> [What you will do] Repeat word for word the opening stretch of the entries, from the first line through the line containing "No investigation has".

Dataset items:
== == ==

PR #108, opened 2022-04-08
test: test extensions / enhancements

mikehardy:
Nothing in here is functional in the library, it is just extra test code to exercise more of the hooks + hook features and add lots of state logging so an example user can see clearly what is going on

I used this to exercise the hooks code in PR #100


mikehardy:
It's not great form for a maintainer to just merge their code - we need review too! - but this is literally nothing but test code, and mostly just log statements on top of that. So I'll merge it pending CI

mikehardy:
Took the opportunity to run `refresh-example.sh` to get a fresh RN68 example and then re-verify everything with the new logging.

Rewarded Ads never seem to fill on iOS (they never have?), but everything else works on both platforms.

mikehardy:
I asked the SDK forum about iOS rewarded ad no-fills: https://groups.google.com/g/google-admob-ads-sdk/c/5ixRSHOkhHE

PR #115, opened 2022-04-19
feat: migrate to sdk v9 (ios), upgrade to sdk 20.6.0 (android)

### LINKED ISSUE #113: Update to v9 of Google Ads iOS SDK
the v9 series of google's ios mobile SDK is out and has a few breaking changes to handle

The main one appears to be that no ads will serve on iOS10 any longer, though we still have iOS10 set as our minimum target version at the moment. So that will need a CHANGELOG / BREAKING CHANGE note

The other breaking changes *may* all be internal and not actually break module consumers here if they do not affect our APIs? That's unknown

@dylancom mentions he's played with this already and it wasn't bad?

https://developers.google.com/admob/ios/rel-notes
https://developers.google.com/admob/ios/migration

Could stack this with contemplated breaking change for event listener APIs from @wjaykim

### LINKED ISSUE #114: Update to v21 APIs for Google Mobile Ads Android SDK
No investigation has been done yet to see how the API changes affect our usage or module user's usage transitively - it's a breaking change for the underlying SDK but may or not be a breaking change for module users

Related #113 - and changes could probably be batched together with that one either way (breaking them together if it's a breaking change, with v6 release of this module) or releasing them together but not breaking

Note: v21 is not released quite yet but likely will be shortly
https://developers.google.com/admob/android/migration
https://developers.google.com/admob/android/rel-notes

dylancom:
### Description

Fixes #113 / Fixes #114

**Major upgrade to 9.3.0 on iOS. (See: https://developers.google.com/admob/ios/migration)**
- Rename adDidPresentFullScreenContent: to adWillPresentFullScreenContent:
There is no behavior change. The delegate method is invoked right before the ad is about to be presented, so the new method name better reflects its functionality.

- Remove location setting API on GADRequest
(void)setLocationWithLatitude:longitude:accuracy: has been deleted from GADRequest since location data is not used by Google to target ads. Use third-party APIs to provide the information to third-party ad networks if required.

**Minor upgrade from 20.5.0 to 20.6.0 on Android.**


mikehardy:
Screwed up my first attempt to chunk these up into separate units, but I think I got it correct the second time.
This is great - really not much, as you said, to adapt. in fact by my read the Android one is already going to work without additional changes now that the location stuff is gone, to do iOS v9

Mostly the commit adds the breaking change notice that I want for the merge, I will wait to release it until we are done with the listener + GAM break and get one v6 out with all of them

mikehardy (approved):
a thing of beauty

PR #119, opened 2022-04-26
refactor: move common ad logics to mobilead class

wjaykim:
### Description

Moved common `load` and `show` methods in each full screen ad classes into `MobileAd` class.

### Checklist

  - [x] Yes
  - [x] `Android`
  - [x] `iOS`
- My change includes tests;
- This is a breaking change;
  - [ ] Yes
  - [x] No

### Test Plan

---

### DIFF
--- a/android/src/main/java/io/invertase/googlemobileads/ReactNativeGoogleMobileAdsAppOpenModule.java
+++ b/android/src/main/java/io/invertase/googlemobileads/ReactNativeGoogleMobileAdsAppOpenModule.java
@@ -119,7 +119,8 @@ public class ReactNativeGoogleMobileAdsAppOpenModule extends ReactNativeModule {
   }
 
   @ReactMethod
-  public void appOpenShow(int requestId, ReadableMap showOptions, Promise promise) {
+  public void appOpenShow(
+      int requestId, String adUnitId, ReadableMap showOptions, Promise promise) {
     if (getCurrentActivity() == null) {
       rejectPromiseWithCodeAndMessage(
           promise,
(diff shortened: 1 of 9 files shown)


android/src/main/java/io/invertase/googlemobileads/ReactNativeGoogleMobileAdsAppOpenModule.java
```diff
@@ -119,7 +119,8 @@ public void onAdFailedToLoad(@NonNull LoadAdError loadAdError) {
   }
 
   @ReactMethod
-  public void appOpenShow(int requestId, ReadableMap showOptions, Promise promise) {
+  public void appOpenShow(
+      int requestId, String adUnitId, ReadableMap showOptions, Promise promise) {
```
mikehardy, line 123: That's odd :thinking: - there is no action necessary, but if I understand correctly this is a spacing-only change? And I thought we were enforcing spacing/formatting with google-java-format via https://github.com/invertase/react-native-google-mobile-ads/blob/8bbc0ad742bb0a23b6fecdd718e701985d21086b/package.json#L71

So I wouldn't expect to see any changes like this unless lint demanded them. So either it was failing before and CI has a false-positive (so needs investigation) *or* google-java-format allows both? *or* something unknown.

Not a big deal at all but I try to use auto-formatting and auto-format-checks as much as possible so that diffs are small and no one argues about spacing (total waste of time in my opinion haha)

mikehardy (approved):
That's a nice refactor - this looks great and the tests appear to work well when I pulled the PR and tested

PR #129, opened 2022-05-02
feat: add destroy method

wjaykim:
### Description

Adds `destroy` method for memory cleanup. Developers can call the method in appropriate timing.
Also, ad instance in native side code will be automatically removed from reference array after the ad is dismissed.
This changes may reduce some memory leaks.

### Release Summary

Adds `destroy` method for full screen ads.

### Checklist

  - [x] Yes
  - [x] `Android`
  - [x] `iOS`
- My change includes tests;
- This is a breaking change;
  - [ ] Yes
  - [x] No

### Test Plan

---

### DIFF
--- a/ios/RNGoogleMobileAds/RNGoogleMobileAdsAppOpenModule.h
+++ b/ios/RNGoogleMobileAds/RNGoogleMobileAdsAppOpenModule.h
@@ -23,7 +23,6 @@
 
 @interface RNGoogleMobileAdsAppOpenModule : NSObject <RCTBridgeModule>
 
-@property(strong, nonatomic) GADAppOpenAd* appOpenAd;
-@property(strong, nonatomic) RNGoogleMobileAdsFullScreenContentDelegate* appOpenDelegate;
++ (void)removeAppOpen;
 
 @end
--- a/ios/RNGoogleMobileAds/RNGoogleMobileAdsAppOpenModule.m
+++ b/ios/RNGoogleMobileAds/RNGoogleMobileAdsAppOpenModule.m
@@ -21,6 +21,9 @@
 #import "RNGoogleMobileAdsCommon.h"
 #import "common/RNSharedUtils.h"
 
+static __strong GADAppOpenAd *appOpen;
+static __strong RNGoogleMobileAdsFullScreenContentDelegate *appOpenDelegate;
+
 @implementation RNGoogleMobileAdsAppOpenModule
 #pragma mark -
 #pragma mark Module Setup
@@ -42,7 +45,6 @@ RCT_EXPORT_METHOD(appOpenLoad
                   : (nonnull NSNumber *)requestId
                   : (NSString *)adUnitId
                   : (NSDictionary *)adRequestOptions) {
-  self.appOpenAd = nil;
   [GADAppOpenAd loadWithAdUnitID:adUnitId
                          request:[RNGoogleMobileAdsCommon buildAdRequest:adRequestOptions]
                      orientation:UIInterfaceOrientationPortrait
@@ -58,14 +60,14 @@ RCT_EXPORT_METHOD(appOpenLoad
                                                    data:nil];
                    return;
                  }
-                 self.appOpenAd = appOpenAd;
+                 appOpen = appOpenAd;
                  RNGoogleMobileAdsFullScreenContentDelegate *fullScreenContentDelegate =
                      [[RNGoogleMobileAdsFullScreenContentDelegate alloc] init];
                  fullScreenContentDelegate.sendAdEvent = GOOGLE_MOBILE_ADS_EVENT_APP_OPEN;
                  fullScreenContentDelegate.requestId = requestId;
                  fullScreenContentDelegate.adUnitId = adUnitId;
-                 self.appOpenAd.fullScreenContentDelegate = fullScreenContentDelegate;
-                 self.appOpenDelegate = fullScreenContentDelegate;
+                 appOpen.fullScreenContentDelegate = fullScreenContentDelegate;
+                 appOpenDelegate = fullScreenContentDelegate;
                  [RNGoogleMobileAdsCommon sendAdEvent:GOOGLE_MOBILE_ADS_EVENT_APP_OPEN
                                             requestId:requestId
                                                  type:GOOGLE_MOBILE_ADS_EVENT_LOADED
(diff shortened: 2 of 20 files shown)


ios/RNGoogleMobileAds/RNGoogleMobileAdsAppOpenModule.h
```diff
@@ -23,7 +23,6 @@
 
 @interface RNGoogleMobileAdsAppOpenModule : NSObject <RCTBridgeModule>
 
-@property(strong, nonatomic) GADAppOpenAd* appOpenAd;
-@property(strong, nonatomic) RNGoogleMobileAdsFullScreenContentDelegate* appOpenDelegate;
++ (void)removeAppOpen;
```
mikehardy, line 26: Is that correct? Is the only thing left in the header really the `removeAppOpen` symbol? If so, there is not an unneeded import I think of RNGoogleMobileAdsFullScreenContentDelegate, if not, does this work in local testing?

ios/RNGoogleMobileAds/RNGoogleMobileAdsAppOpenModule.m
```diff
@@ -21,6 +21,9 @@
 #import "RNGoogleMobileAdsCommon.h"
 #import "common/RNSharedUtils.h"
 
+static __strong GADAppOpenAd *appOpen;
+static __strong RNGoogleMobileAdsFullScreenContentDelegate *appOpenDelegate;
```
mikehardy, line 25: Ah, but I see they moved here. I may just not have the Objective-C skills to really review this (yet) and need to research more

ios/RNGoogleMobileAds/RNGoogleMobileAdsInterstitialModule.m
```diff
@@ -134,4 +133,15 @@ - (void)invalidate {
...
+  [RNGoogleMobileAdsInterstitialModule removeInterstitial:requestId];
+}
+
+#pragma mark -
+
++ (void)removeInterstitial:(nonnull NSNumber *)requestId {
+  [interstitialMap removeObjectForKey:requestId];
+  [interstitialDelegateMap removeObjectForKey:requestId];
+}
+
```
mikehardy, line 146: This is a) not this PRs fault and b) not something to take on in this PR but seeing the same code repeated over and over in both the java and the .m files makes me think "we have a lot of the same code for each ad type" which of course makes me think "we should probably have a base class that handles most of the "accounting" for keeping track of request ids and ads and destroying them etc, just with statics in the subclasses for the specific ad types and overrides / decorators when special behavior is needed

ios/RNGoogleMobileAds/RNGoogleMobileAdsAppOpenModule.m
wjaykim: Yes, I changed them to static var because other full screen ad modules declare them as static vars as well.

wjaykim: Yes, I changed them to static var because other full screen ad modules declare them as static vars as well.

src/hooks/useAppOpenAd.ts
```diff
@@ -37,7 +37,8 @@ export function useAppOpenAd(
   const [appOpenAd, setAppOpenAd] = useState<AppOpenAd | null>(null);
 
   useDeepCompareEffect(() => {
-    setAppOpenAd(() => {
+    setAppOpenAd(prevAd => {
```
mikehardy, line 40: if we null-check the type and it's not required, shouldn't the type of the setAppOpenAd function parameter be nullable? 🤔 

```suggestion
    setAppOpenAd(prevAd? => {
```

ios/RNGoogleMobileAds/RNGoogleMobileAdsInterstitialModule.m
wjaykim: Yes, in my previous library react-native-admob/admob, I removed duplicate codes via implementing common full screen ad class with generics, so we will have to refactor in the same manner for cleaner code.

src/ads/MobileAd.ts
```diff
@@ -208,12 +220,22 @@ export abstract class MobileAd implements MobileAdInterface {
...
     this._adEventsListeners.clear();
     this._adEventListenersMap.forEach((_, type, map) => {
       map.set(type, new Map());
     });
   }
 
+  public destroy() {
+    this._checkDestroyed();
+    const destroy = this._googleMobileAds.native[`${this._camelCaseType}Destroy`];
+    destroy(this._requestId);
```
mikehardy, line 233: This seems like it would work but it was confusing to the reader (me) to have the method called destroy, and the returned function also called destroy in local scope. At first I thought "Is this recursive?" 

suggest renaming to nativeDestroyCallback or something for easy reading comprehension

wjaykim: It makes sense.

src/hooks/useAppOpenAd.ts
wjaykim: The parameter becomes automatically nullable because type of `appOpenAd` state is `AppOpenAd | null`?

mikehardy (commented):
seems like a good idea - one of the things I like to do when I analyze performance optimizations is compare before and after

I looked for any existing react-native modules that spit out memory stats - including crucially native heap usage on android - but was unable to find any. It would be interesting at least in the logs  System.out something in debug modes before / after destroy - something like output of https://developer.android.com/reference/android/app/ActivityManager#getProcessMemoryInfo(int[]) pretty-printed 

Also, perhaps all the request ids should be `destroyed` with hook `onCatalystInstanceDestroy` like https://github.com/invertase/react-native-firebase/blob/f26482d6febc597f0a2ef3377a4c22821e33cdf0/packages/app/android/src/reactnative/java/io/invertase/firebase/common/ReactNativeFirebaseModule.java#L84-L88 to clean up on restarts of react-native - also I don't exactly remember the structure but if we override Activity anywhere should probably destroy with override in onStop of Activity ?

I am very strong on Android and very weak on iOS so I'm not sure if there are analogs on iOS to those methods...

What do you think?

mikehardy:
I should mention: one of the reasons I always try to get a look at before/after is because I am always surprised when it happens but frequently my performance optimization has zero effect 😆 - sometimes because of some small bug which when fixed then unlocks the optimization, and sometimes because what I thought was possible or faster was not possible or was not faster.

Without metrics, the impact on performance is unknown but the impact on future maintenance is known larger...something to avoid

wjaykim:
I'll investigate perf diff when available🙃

== == ==

> [Solution to this exercise]
PR #108, opened 2022-04-08
test: test extensions / enhancements

mikehardy:
Nothing in here is functional in the library, it is just extra test code to exercise more of the hooks + hook features and add lots of state logging so an example user can see clearly what is going on

I used this to exercise the hooks code in PR #100


mikehardy:
It's not great form for a maintainer to just merge their code - we need review too! - but this is literally nothing but test code, and mostly just log statements on top of that. So I'll merge it pending CI

mikehardy:
Took the opportunity to run `refresh-example.sh` to get a fresh RN68 example and then re-verify everything with the new logging.

Rewarded Ads never seem to fill on iOS (they never have?), but everything else works on both platforms.

mikehardy:
I asked the SDK forum about iOS rewarded ad no-fills: https://groups.google.com/g/google-admob-ads-sdk/c/5ixRSHOkhHE

PR #115, opened 2022-04-19
feat: migrate to sdk v9 (ios), upgrade to sdk 20.6.0 (android)

### LINKED ISSUE #113: Update to v9 of Google Ads iOS SDK
the v9 series of google's ios mobile SDK is out and has a few breaking changes to handle

The main one appears to be that no ads will serve on iOS10 any longer, though we still have iOS10 set as our minimum target version at the moment. So that will need a CHANGELOG / BREAKING CHANGE note

The other breaking changes *may* all be internal and not actually break module consumers here if they do not affect our APIs? That's unknown

@dylancom mentions he's played with this already and it wasn't bad?

https://developers.google.com/admob/ios/rel-notes
https://developers.google.com/admob/ios/migration

Could stack this with contemplated breaking change for event listener APIs from @wjaykim

### LINKED ISSUE #114: Update to v21 APIs for Google Mobile Ads Android SDK
No investigation has been done yet to see how the API changes affect our usage or module user's usage transitively - it's a breaking change for the underlying SDK but may or not be a breaking change for module users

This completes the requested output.